Według danych portalu podkluczuk.pl, średnio za metr kwadratowy w Warszawie w marcu trzeba było płacić 16,8 tys. zł, w Krakowie 15,7 tys. zł, a w Gdańsku 13,2 tys. zł. W dwóch pierwszych przypadkach to i tak nieco taniej niż jeszcze przed rokiem (odpowiednio o 3 proc., i 1 proc.), a w stolicy Pomorza o 6 proc. więcej niż przed rokiem.

Jeśli jednak spojrzymy na inne miasta, to zobaczymy, że ceny lokali są znacznie tańsze, czasami nawet 4-krotnie.

Zacznijmy od miast wojewódzkich. Za metr kwadratowy lokalu w Toruniu płaci się średnio 9,7 tys. zł, w Olsztynie 9,5 tys. zł, w Zielonej Górze 9,4 tys. zł, w Bydgoszczy 9,2 tys. zł, w Koszalinie 7,6 tys. zł, a w Gorzowie Wlkp. - 7,5 tys. zł.

Zastanawiać może duża różnica, jaka występuje na rynkach w dwóch stolicach województwa lubuskiego – mieszkania w Zielonej Górze okazują się bowiem o ponad 25 proc. droższe niż w Gorzowie Wlkp.
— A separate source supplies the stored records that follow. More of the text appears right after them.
PR #9561, opened 2016-10-24
provider/aws: Remove VPC Endpoint from state if it's not found

catsby:
If a VPC Endpoint is removed outside of Terraform, we need to remove it from state when it's not found in the `READ` method


stack72:
LGTM!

Różnica między Toruniem a Bydgoszczą – a więc drugą parą miast, które mają status stolic tego samego województwa – wynosi jedynie 5 proc.

Miasta powyżej 100 tys. – Gdynia vs Bytom

Jeśli chodzi o miasta powyżej 100 tys. mieszkańców, które jednak nie są stolicami województw, to najwyżej wyceniane są mieszkania w Gdyni (11,4 tys. zł za metr) oraz Bielsku-Białej 9,8 tys. zł.
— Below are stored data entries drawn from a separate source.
PR #9573, opened 2016-10-25
Allow resizing DigitalOcean Droplets without increasing disk size.

### LINKED ISSUE #9402: Feature Request: resize DigitalOcean droplet without increasing disk size
- **Affected Resource:** `digitalocean_droplet`
- **Feature Request:** Add new argument to be able resize DigitalOcean droplet without increasing disk size

DigitalOcean supports two ways to resize a droplet:

- only increase or decrease the **CPU** and **RAM** of your Droplet, **not disk size**. This can be reversed.
- increase the disk size, CPU and RAM of your Droplet. This is a permanent change and cannot be reversed.

Terraform v0.7.6 [uses the second method](https://github.com/hashicorp/terraform/blob/eac6546e33c30034e5507ddc21747459eaa62003/builtin/providers/digitalocean/resource_digitalocean_droplet.go#L324
) to handle such changes.

andrewsomething:
This adds a new Boolean argument for the DigitalOcean Droplet resource, `resize_disk` It defaults to `true` to match the current behavior. When set to `false`, resizing a Droplet will only resize the RAM and CPU making it a reversible operation.

https://developers.digitalocean.com/documentation/v2/#resize-a-droplet

It also exposes the `disk` and `vcpus` attributes.

It resolves #9402.

### DIFF
--- a/builtin/providers/digitalocean/resource_digitalocean_droplet.go
+++ b/builtin/providers/digitalocean/resource_digitalocean_droplet.go
@@ -53,6 +53,22 @@ func resourceDigitalOceanDroplet() *schema.Resource {
 				},
 			},
 
+			"disk": &schema.Schema{
+				Type:     schema.TypeInt,
+				Computed: true,
+			},
+
+			"vcpus": &schema.Schema{
+				Type:     schema.TypeInt,
+				Computed: true,
+			},
+
+			"resize_disk": &schema.Schema{
+				Type:     schema.TypeBool,
+				Optional: true,
+				Default:  true,
+			},
+
 			"status": &schema.Schema{
 				Type:     schema.TypeString,
 				Computed: true,
@@ -243,6 +259,8 @@ func resourceDigitalOceanDropletRead(d *schema.ResourceData, meta interface{}) e
 	d.Set("name", droplet.Name)
 	d.Set("region", droplet.Region.Slug)
 	d.Set("size", droplet.Size.Slug)
+	d.Set("disk", droplet.Disk)
+	d.Set("vcpus", droplet.Vcpus)
 	d.Set("status", droplet.Status)
 	d.Set("locked", strconv.FormatBool(droplet.Locked))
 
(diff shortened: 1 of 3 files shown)


stack72:
hi @andrewsomething 

Thanks for the PR here - i had to make 1 change. Your code caused a failure in the import test :)

```
=== RUN   TestAccDigitalOceanDroplet_importBasic
--- FAIL: TestAccDigitalOceanDroplet_importBasic (44.58s)
	testing.go:265: Step 1 error: ImportStateVerify attributes not equivalent. Difference is shown below. Top is actual, bottom is expected.

		(map[string]string) {
		}


		(map[string]string) (len=1) {
		 (string) (len=11) "resize_disk": (string) (len=4) "true"
		}

```

This was because we never actually set `resize_disk` to state. So I simply ignored that field in the test - as it isn't part of an import :)

```
% make testacc TEST=./builtin/providers/digitalocean TESTARGS='-run=TestAccDigitalOceanDroplet_importBasic'                               2 ↵
2016/10/25 11:39:26 Generated command/internal_plugin_list.go
TF_ACC=1 go test ./builtin/providers/digitalocean -v -run=TestAccDigitalOceanDroplet_importBasic -timeout 120m
=== RUN   TestAccDigitalOceanDroplet_importBasic
--- PASS: TestAccDigitalOceanDroplet_importBasic (56.04s)
PASS
ok  	github.com/hashicorp/terraform/builtin/providers/digitalocean	56.049s
```

I have manually merged this PR to get this changed added

Thanks for all the work here

Paul

andrewsomething:
Good catch. Thanks @stack72!

nikoren:
hi @andrewsomething , I'm trying to upgrade terraform from 0.7 to 0.9.3 , and terraform identifies that there is not `resize_disk` setting in my current state:

```hcl
~ digitalocean_droplet.stage-share-xxxx.1
    resize_disk: "" => "true"
```

When I try to apply the change , the node is  restarted, and in digital_ocean console I can see the following history:


|Event |	Initiated	Execution |Time|
|------|----------------------|-----|
|Power On |1 hour ago               |	6 seconds|
|Resize|	2 hours ago	|17 minutes 19 seconds|
|Power Off|	2 hours ago|	11 seconds|
|Create|	1 month ago|	20 seconds|



Nothing gets resized but as you can see node goes down , which makes upgrading terraform version very complicated  because all nodes should be restarted .

The question is , if there any workaround exist for this issue , or maybe I'm doing something wrong?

Na drugim końcu listy są miasta śląskie – w Bytomiu metr kwadratowy kosztuje jedynie 5,1 tys. zł, a w Rudzie Śląskiej – 6,3 tys. zł. Wśród najtańszych miast, które liczą więcej niż 100 tys. mieszkańców, znajdziemy jeszcze Zabrze, Rybnik, a także dwa inne miasta woj. śląskiego, choć nieleżące na Śląsku – Częstochowę oraz Dąbrowę Górniczą.

ikona lupy />
Ceny mieszkań w miastach powyżej 100 tys. mieszkańców / Materiały prasowe

W tym samym województwie różnice przekraczają 100 proc.

Porównując miasta z jednego województwa widać dużą dysproporcję między największymi ośrodkami danego regionu. Zgodnie z danymi portalu podkluczyk.pl, lokale mieszkaniowe w Radomiu są o 120 proc. tańsze niż w Warszawie, w Bytomiu o 106 proc. tańsze niż w Katowicach, a we Włocławku o 67 proc. niż w Toruniu.
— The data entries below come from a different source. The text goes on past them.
PR #14806, opened 2017-05-24
doc: Fix custom providers snippets

dgellow:
Looking at [the guide](https://www.terraform.io/guides/writing-custom-terraform-providers.html) there is some references to `meta` but I cannot see anything called like this. Though it seems to correspond to the `m` argument.


stack72:
LGTM! Thanks for this :)

PR #14811, opened 2017-05-24
[MS] Doc fixes for managed disks in VMs

StephenWeatherford:


stack72:
Nice Addition - thanks for this :)

PR #14830, opened 2017-05-25
Kubernetes persistent volume should be namespace aware

jpbelanger-mtl:
kubernetes_persistent_volume_claim allows namespace, but not kubernetes_persistent_volume.

Changed to use namespaceMetadataSchema instead


jpbelanger-mtl:
Need to double check the kube-api. Namespace is not available as a parameter on the PersistentVolumes call. closing...

PR #14831, opened 2017-05-25
[WIP] Add AWS SES dkim resource

arr-dev:
Added `aws_ses_dkim` resource, according to http://docs.aws.amazon.com/ses/latest/DeveloperGuide/easy-dkim-dns-records.html

Would like some feedback on schema, not sure if there is anything else needed here.

Haven't ran integration test since I'am having issues with my personal AWS account, 
but hope to enable it soon so I can test this, hopefully having some feedback before that.


leonsmith:
Do you think its wise to change the count = 3 in the example docs to be `"${length(aws_ses_domain_dkim.example.dkim_tokens)}"` ?

I imagine it will be copied out of the docs verbatim so thats a bit more future proof incase the the number of dkim tokens changes?

arr-dev:
I actually tried that and Terraform reported that count can't be interpolated  or something like that.
It was strange to me to.

I should probably close this PR and reopen it on https://github.com/terraform-providers/terraform-provider-aws?

arr-dev:
@handlerbot I'll submit a PR tomorrow or monday the latest. Thanks for reminding me of this

arr-dev:
Recreated at terraform-providers/terraform-provider-aws#1786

Ranking dotyczy jedynie miast z populacją większą niż 100 tys. – im mniejsze ośrodki tym różnice cenowe względem stolic regionów byłyby większe. Wyjątkiem są miejscowości leżące w aglomeracji wokół głównego miasta województwa, takimi jak Piaseczno, Otwock czy Konstancin-Jeziorna w przypadku Warszawy, Luboń w przypadku Poznania czy Sopot w przypadku Gdańska.